I always think about the Right's hatred of immigrants and how they don't share 'our' values as they would have it. But in almost every case these people are more culturally conservative than not just American culture in general, but even most American conservatives. True, they're less likely to buy into the Plymouth Rock or Norman Rockwell overlays to American history, but they're usually not what you would call liberal types. Of course if their children attend public schools that transformation will certainly begin to take place, but if anything these people usually hold to very traditionalist views of money, sex, family, ethics, and the like and while the Left champions these people – more often than not they're in love with the idea and the potential – what the children and grandchildren may become. They want them to leave behind the ethics and values of wherever they came from – a point the Right also often makes, and yet this pattern of affiliation and condemnation has always seemed backwards to me. And you certainly see it in some instances when you have successful or rather financially prosperous immigrants who decide to take an interest in politics. More often than not – as business owners and possessors of capital they tend to affiliate with the GOP.

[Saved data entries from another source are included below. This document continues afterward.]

PR #598, opened 2026-03-26
Use FilesystemOnly snapshots for sandbox images

eabatalov:
## Summary
- Thread `snapshot_content_mode` parameter through Rust cloud SDK, PyO3 bindings, and Python SDK layers
- `create_sandbox_image` now creates `FilesystemOnly` snapshots instead of `Full`
- This allows `tl sbx new --image` to override CPU, memory, and other resource settings (previously rejected by server for Full snapshots)
- Added image ls and describe commands
- Let the server figure out the defaults when creating a new sandbox from a snapshot (phase 1). Once server changes are deploy, we can remove all defaults from client side. Client-side should only pass user overrides
- Make 1024 MB default consistent

This enables the following use case:

1. User runs `tl sbx create-image ./image_file.py` to create a bootable image from the Image object.
2. User runs `tl sbx new --image image_name` to create a new sandbox that boots from the image.

## Test plan
- [x] All Rust crates compile (`cargo check` for cloud-sdk, rust-cloud-sdk-py, cli)
- [x] Python unit tests pass (`tests/cli/test_create_sandbox_image.py`)
- [x ] E2E: `tl sbx create-image` then `tl sbx new --image <name> --cpus 4 --memory 8192` succeeds

### DIFF
--- a/src/tensorlake/sandbox/client.py
+++ b/src/tensorlake/sandbox/client.py
@@ -247,7 +247,7 @@ class SandboxClient:
             image: Container image to use
             cpus: Number of CPUs to allocate. Defaults to 1.0 for non-snapshot
                 creates; omitted for snapshot restores unless explicitly set.
-            memory_mb: Memory in megabytes. Defaults to 2048 for non-snapshot
+            memory_mb: Memory in megabytes. Defaults to 1024 for non-snapshot
                 creates; omitted for snapshot restores unless explicitly set.
             ephemeral_disk_mb: Ephemeral disk space in megabytes. Defaults to
                 1024 for non-snapshot creates; omitted for snapshot restores
@@ -516,7 +516,7 @@ class SandboxClient:
         self,
         image: str | None = None,
         cpus: float = 1.0,
-        memory_mb: int = 2048,
+        memory_mb: int = 1024,
         ephemeral_disk_mb: int = 1024,
         secret_names: list[str] | None = None,
         timeout_secs: int = 0,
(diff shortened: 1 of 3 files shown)


crates/cli/src/commands/sbx/create.rs
```diff
@@ -127,23 +86,79 @@ pub async fn run(
...
+fn build_create_request_body(
+    cpus: Option<f64>,
+    memory: Option<i64>,
+    timeout: Option<i64>,
+    entrypoint: &[String],
+    snapshot_id: Option<&str>,
+) -> serde_json::Value {
+    let mut body = serde_json::json!({});
+
+    if let Some(snapshot_id) = snapshot_id {
```
thedebugger, line 106: if snapshot_id is set, then only pass user overrides and let server figure out right defaults

src/tensorlake/sandbox/client.py
```diff
@@ -243,9 +245,13 @@ def create(
 
         Args:
             image: Container image to use
-            cpus: Number of CPUs to allocate
-            memory_mb: Memory in megabytes
-            ephemeral_disk_mb: Ephemeral disk space in megabytes
+            cpus: Number of CPUs to allocate. Defaults to 1.0 for non-snapshot
+                creates; omitted for snapshot restores unless explicitly set.
+            memory_mb: Memory in megabytes. Defaults to 2048 for non-snapshot
```
thedebugger: Defaults to 1024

The article was an interesting read. Like I said I've read so many like it and they're always eye-opening to a certain extent. I like to keep tabs on the shifts within the movement and how they are interpreted by journalists. It's disturbing to be sure, but hardly surprising. Once again, the response is a call to prayer and vigilance as the enemy is clearly at work within the confines of the Church. It is sad to see so many deceived, giving their lives and energies to chasing after vapor, after counterfeit kingdoms, that for all their claims, rhetoric, and symbolism are built by and rooted in mammon and sin – and are therefore opposed to the Kingdom of Christ.